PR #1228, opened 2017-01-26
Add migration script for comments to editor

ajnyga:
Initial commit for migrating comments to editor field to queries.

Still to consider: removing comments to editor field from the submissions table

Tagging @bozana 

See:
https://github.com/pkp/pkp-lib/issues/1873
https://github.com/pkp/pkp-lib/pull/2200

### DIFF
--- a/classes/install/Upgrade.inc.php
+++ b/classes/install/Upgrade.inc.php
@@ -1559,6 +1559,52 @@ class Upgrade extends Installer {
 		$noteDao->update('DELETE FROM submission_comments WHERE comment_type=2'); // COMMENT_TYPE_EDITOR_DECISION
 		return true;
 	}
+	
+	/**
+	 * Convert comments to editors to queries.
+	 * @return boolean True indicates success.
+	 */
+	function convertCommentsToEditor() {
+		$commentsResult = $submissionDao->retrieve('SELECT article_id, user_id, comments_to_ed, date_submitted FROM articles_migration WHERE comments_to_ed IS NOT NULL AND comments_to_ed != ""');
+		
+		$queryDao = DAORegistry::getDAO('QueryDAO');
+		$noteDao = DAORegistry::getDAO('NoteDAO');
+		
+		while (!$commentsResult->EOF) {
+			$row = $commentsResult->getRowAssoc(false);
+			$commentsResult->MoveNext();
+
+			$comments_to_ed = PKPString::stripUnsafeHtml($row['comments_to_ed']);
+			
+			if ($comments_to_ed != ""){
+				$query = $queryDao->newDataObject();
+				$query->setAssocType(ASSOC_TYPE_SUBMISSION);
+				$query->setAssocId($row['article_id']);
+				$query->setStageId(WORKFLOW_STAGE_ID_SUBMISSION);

- Work item
Transcribe all of the material above with complete accuracy.

- Response to the exercise
PR #1228, opened 2017-01-26
Add migration script for comments to editor

ajnyga:
Initial commit for migrating comments to editor field to queries.

Still to consider: removing comments to editor field from the submissions table

Tagging @bozana 

See:
https://github.com/pkp/pkp-lib/issues/1873
https://github.com/pkp/pkp-lib/pull/2200

### DIFF
--- a/classes/install/Upgrade.inc.php
+++ b/classes/install/Upgrade.inc.php
@@ -1559,6 +1559,52 @@ class Upgrade extends Installer {
 		$noteDao->update('DELETE FROM submission_comments WHERE comment_type=2'); // COMMENT_TYPE_EDITOR_DECISION
 		return true;
 	}
+	
+	/**
+	 * Convert comments to editors to queries.
+	 * @return boolean True indicates success.
+	 */
+	function convertCommentsToEditor() {
+		$commentsResult = $submissionDao->retrieve('SELECT article_id, user_id, comments_to_ed, date_submitted FROM articles_migration WHERE comments_to_ed IS NOT NULL AND comments_to_ed != ""');
+		
+		$queryDao = DAORegistry::getDAO('QueryDAO');
+		$noteDao = DAORegistry::getDAO('NoteDAO');
+		
+		while (!$commentsResult->EOF) {
+			$row = $commentsResult->getRowAssoc(false);
+			$commentsResult->MoveNext();
+
+			$comments_to_ed = PKPString::stripUnsafeHtml($row['comments_to_ed']);
+			
+			if ($comments_to_ed != ""){
+				$query = $queryDao->newDataObject();
+				$query->setAssocType(ASSOC_TYPE_SUBMISSION);
+				$query->setAssocId($row['article_id']);
+				$query->setStageId(WORKFLOW_STAGE_ID_SUBMISSION);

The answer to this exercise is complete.